● **THE PROBLEM**
Your answer should consist of each line from the data below that contains "this".

Data extracted from a collection
--- START ---

PR #461, opened 2024-06-27
Do not allow check to run in the middle of an elevation

cPholloway:
Case RE-505:  Previously, a user or security advisor could execute --check in the middle of a failed elevation.  It does not make sense for this to be allowed since the elevation attempt has already made it past the blocker stage.  At this point, it is far more appropriate for the user to execute --continue in order to complete the elevation.

Of note, one of the side affects of this is that --check will clear the Elevate::OS cache which will cause failures if the elevation attempt has already made it to stage 4 or 5 and the OS has been upgraded, but cPanel services and friends have not been restored.

Changelog:  Do not allow check to run in the middle of an elevation

### DIFF
--- a/lib/Elevate/Blockers.pm
+++ b/lib/Elevate/Blockers.pm
@@ -90,6 +90,17 @@ sub check ($self) {    # do_check - main  entry point
         return 1;
     }
 
+    my $stage = Elevate::Stages::get_stage();
+    if ( $stage != 0 && $stage <= cpev::VALID_STAGES() ) {
+        die <<~"EOS";
+        An elevation process is currently in progress: running stage $stage
+        You can check the log by running:
+            /scripts/elevate-cpanel --log
+        or check the elevation status:
+            /scripts/elevate-cpanel --status
+        EOS
+    }
+
     Elevate::Blockers::Distros::bail_out_on_inappropriate_distro();
 
     # If no argument passed to --check, use default path:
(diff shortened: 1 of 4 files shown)


lib/Elevate/Blockers.pm
```diff
@@ -90,6 +90,17 @@ sub check ($self) {    # do_check - main  entry point
         return 1;
     }
 
+    my $stage = Elevate::Stages::get_stage();
```
toddr, line 93: I guess I don't understand why `$self->cpev->service->is_active` isn't enough?

toddr (approved):

lib/Elevate/Blockers.pm
cPholloway: Honestly, I did not dig further into why `$self->cpev->service->is_active` wasn't enough, but there very well could be a bug in that routine.

I went with the fix that I did because I already had my head wrapped around this fix before I started, but I could go back investigate why `is_active` is not catching this issue if you would like?

toddr: I suspect it doesn't catch before the service is in place, but the bug we are fixing definitely happened when the service was present...

cPholloway: Yup, my guess is that routine has a bug in it that is preventing it from catching while the service is in place.  This change definitely resolves the issue, but If you think it is worth the time to debug why `is_active` is not catching the issue, then I can replicate the issue again (it takes a bit to get a server into this state), and debug that routine to see why it is not enough.

Let me know if you think it is worth the time.

annes449 (approved):
QA is all good.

--- END ---

● **TASK RESPONSE**
Case RE-505:  Previously, a user or security advisor could execute --check in the middle of a failed elevation.  It does not make sense for this to be allowed since the elevation attempt has already made it past the blocker stage.  At this point, it is far more appropriate for the user to execute --continue in order to complete the elevation.
Of note, one of the side affects of this is that --check will clear the Elevate::OS cache which will cause failures if the elevation attempt has already made it to stage 4 or 5 and the OS has been upgraded, but cPanel services and friends have not been restored.
I went with the fix that I did because I already had my head wrapped around this fix before I started, but I could go back investigate why `is_active` is not catching this issue if you would like?
cPholloway: Yup, my guess is that routine has a bug in it that is preventing it from catching while the service is in place.  This change definitely resolves the issue, but If you think it is worth the time to debug why `is_active` is not catching the issue, then I can replicate the issue again (it takes a bit to get a server into this state), and debug that routine to see why it is not enough.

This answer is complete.